Last updated 3 February 2014

About

Welcome to the The ZA Time Server pages, active since Feb 1999. These pages attempt to document all the aspects of accurate time keeping in the South African environment. It will point to resources maintained by several volunteers and also commercial institutions in South Africa.

These pages will probably remain under construction (or at least revision) indefinitely.


Contents:

What is a time server?

Generally, a time server is a system which is accurately synchronized to UTC time (Universal Time, Co-ordinated). A time server can, in turn, provide accurate time to client machines that connect to it.
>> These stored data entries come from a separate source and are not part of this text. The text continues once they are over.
Issue #949, opened 2022-06-16
No provision to pass labels to machine pools and nodes 


PrakashFromBunnings:
Hello , 

We have a requirement to have multiple machine pools and deploy different kind of workload to each pools. 

I was thinking to apply some labels to these pools , and pass my deployment to have nodeSelector .
So that  my deployment goes to selected nodeSelector label only . 

I cant see any options in terraform modules rancher2_cluser_v2  https://registry.terraform.io/providers/rancher/rancher2/latest/docs/resources/cluster_v2#machine_pools

Does any one have bright idea how can I achieve that?

Thanks

PrakashFromBunnings:
I can see adding labels option is available in GUI ( in Advance option ). Not sure if I am missing anything in terraform module.

azafairon:
Hi,

We have tried also to set the labels on machine pools which it seems that is supported:
https://github.com/rancher/terraform-provider-rancher2/blob/master/rancher2/schema_cluster_v2_rke_config_machine_pool.go#L143

The above will populate the metadata on **MachineDeployment** but will not create the nodes with labels as the specs under templates are not correct.

Are we missing something ?

Thanks

m4rCsi:
Hi, 

we ran into this as well and were able to figure it out.

**Flow**

The flow (backwards) to get labels passed to the eventual nodes:
- (A) MachineDeployment needs to have it in `spec.template.metadata.labels`
- (B) A controller in rancher takes the a [RKEMachinePool](https://github.com/rancher/rancher/blob/c5af1ff21ce809fe298de160bd440a074fb484cc/pkg/apis/provisioning.cattle.io/v1/rke.go#L10-L31)  object and creates the MachineDeployments. ([link to relevant file](https://github.com/rancher/rancher/blob/release/v2.6/pkg/controllers/provisioningv2/rke2/provisioningcluster/template.go)). It is looking at data from provisioninong.cattle.io/v1/Cluster , specifically the field: `spec.rkeConfig.machinePools`
- (C) The `provisioninong.cattle.io/v1/Cluster` with machinePools inside is sent from this provider to rancher. And [this is the file](https://github.com/rancher/terraform-provider-rancher2/blob/34683372c426e490640529b842c39fd3f6043074/rancher2/structure_cluster_v2_rke_config_machine_pool.go) where the flattening/expanding between the RKEMachinePool and schema is happening.
[...]

PR #951, opened 2022-06-22
Allow setting labels on nodes with rke2

m4rCsi:
See https://github.com/rancher/terraform-provider-rancher2/issues/949#issuecomment-1163236185 for a detailed writeup.

This is to allow setting labels on nodes with rke2.

The implemented solution creates a new variable `machine_labels` that can be set inside `machine_pools` resource.
The existing `labels` of `machine_pools` is applied to the DeploymentMachine Resource directly (not the eventual nodes through the spec)

addresses rancher/terraform-provider-rancher2#949

### DIFF
--- a/docs/resources/cluster_v2.md
+++ b/docs/resources/cluster_v2.md
@@ -475,7 +475,8 @@ The following attributes are exported:
 * `unhealthy_node_timeout_seconds` - (Optional) Seconds an unhealthy node has to become active before it is replaced (int)
 * `max_unhealthy` - (Optional) Max unhealthy nodes for automated replacement to be allowed (string)
 * `unhealthy_range` - (Optional) Range of unhealthy nodes for automated replacement to be allowed (string)
-* `machine_labels` - (Optional) Machine pool labels. Node labels (list)
+* `machine_labels` - (Optional) Labels for Machine pool nodes (map)
+* `labels` - (Optional) Labels for Machine Deployment Resource (map)
 
 ##### `machine_config`
 
--- a/docs/resources/cluster_v2.md
+++ b/docs/resources/cluster_v2.md
@@ -475,6 +475,7 @@ The following attributes are exported:
 * `unhealthy_node_timeout_seconds` - (Optional) Seconds an unhealthy node has to become active before it is replaced (int)
 * `max_unhealthy` - (Optional) Max unhealthy nodes for automated replacement to be allowed (string)
 * `unhealthy_range` - (Optional) Range of unhealthy nodes for automated replacement to be allowed (string)
+* `machine_labels` - (Optional) Machine pool labels. Node labels (list)
 
 ##### `machine_config`
 
--- a/rancher2/structure_cluster_v2_rke_config_machine_pool_test.go
+++ b/rancher2/structure_cluster_v2_rke_config_machine_pool_test.go
@@ -1,12 +1,14 @@
 package rancher2
 
 import (
-	metav1 "k8s.io/apimachinery/pkg/apis/meta/v1"
 	"reflect"
 	"testing"
 	"time"
 
+	metav1 "k8s.io/apimachinery/pkg/apis/meta/v1"
+
 	provisionv1 "github.com/rancher/rancher/pkg/apis/provisioning.cattle.io/v1"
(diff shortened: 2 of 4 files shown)


HarrisonWAffel (commented):
@m4rCsi, thanks for you contribution! This LGTM, and tests are passing, but input from @annablender would be greatly appreciated. 

We should also probably add the documentation for the existing argument for labeling machineDeployments.

docs/resources/cluster_v2.md
```diff
@@ -475,6 +475,7 @@ The following attributes are exported:
 * `unhealthy_node_timeout_seconds` - (Optional) Seconds an unhealthy node has to become active before it is replaced (int)
 * `max_unhealthy` - (Optional) Max unhealthy nodes for automated replacement to be allowed (string)
 * `unhealthy_range` - (Optional) Range of unhealthy nodes for automated replacement to be allowed (string)
+* `machine_labels` - (Optional) Machine pool labels. Node labels (list)
```
a-blender: I think this should be changed to `(Optional) Labels for a machine pool deployment (list)` to be more clear about what this is.

rancher2/structure_cluster_v2_rke_config_machine_pool_test.go
```diff
@@ -62,6 +64,12 @@ func init() {
 				"label_one": "one",
 				"label_two": "two",
 			},
+			RKECommonNodeConfig: rkev1.RKECommonNodeConfig{
```
a-blender, line 67: Spacing

rancher2/structure_cluster_v2_rke_config_machine_pool_test.go
```diff
@@ -97,6 +105,10 @@ func init() {
 				"label_one": "one",
 				"label_two": "two",
 			},
+			"machine_labels": map[string]interface{}{
```
a-blender, line 108: Fix bracket spacing in tests (same as above) ^

a-blender (changes requested):
Thanks @HarrisonWAffel! LGTM, this needs testing with provisioning an rke2 cluster in rancher with the tf rancher2 provider with 2+ labels added to at least one machine pool. Verify in the rancher ui that the labels show up in the deployment yaml (if this has already been done, let me know)

docs/resources/cluster_v2.md
m4rCsi: I have updated the documentation to document both `labels` and `machine_labels`. I hope this is clearer now. Happy to revise again. I'm having trouble coming up with something that is clear :)

rancher2/structure_cluster_v2_rke_config_machine_pool_test.go
m4rCsi: I looked at this, and I couldn't figure out where or how the spacing is wrong. It seems to be consistent with this and other files in this repo?

rancher2/structure_cluster_v2_rke_config_machine_pool_test.go
m4rCsi: I looked at this, and I couldn't figure out where or how the spacing is wrong. It seems to be consistent with this and other files in this repo?

m4rCsi:
> Thanks @HarrisonWAffel! LGTM, this needs testing with provisioning an rke2 cluster in rancher with the tf rancher2 provider with 2+ labels added to at least one machine pool. Verify in the rancher ui that the labels show up in the deployment yaml (if this has already been done, let me know)

I ran tests when I was developing this PR, but only with 1 Label. 
The following images show, how I made a change in terraform, and how it shows up in the UI in rancher:

HarrisonWAffel (approved):

a-blender:
@m4rCsi did you also add `node-role: control-plane` in your terraform changes during testing? I see that label was also added to a machine pool.

a-blender (approved):

m4rCsi:
> @m4rCsi did you also add `node-role: control-plane` in your terraform changes during testing? I see that label was also added to a machine pool.

Yes, I also did have some other node-roles during testing.

Martin-Weiss:
FYI - just tried this with 1.24.2 and it works like a charm! Thanks so much :-)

UTC can be obtained from a number of sources. In most countries one can use a radio clock and access the WWV and WWVB time signals. Other sources include GPS satellite receivers, dialup sources like ACTS and Ceasium beam frequency standard clocks. In South Africa, the most common source is the GPS receiver.

History

The first publicaly available NTP server in South Africa was put in operation by John Hay at the CSIR. The service started on a 486DX2-66 running BSD 2.2-current and xntpd 3.4e. You can read the original posting to za.net.misc when it was posted on June 18th, 1996. At the time it was synchronizing using a Rockwell MicroTracker LP GPS receiver. It ran continously without a problem or reboot until they had a long power failure in August 1997 that lasted longer than their UPS could keep it up. The machine was then upgraded to FreeBSD-2.2-STABLE and xntpd 3-5.90.3. This time the machine ran until December 30th, 1998 when there was another long power failure. On February 11th, 1999 the GPS receiver was damaged by lightning and it was configured to sync from some other stratum 1 sources until it was upgraded on March 17, 1999 to FreeBSD 4.0-current, ntp-4.0.92c and a Motorola Oncore UT+ GPS. It is still using the same old 486 machine.

Usage Policy

Stratum-1 servers are a scarce resource on the Internet. At the time of this writing there are less than 80 registered servers on the Internet. Most of these servers are not open to public use. It is considered bad form to use a Stratum-1 server directly to synchronise only one PC.

Stratum-2 servers obtain their time from a number of Stratum-1 servers. Using this methodology, the load on the primary servers can be reduced. The public can connect to stratum-2 servers and still obtain very accurate time. There are a number of these servers in SA (mostly provided by the bigger ISP's). In the list of Stratum-2 servers (below) the upstream ISP is also listed. Please use the Stratum-2 server that is logically closest to you.

Time Servers

Stratum-1 Servers (primaries for ZA)
 
Server Location Hosted by Upstream ISP OS Platform Source Clock
196.21.187.2 Pretoria NMISA TENET UNIX / FreeBSD ZA Master Clock
tick.meraka.csir.co.za Pretoria Meraka, CSIR TENET UNIX / FreeBSD Motorola Oncore UT+ GPS
tock.meraka.csir.co.za Pretoria Meraka, CSIR TENET UNIX / FreeBSD Motorola Oncore UT+ GPS
stratum1.neology.co.za Midrand Neology Neology GNU/Linux TCXO Oscillator + GPS
 

Stratum-2 Servers
 
Server DNS name Location Hosted by OS Platform Upstream ISP
ntp1.meraka.csir.co.za Pretoria CSIR FreeBSD Internet Solutions
ntp.is.co.za Johannesburg Internet Solutions UNIX / FreeBSD Internet Solutions
ntp2.is.co.za Cape Town Internet Solutions UNIX / FreeBSD Internet Solutions
igubu.saix.net Cape Town SAIX Solaris SAIX
ntp-ndf.mweb.co.za Johannesburg M-Web Cisco Internet Solutions
ntp.mtnbusiness.co.za Cape Town MTN Business FreeBSD MTN Business
ntp1.neology.co.za Johannesburg Neology Debian/Ubuntu Neology
ntp2.neology.co.za Cape Town Neology Debian/Ubuntu Neology

Please note that the above list does not indicate any of the servers to be public access servers. We are in the process of gathering access policies from the administrators of each system in order to publish them here.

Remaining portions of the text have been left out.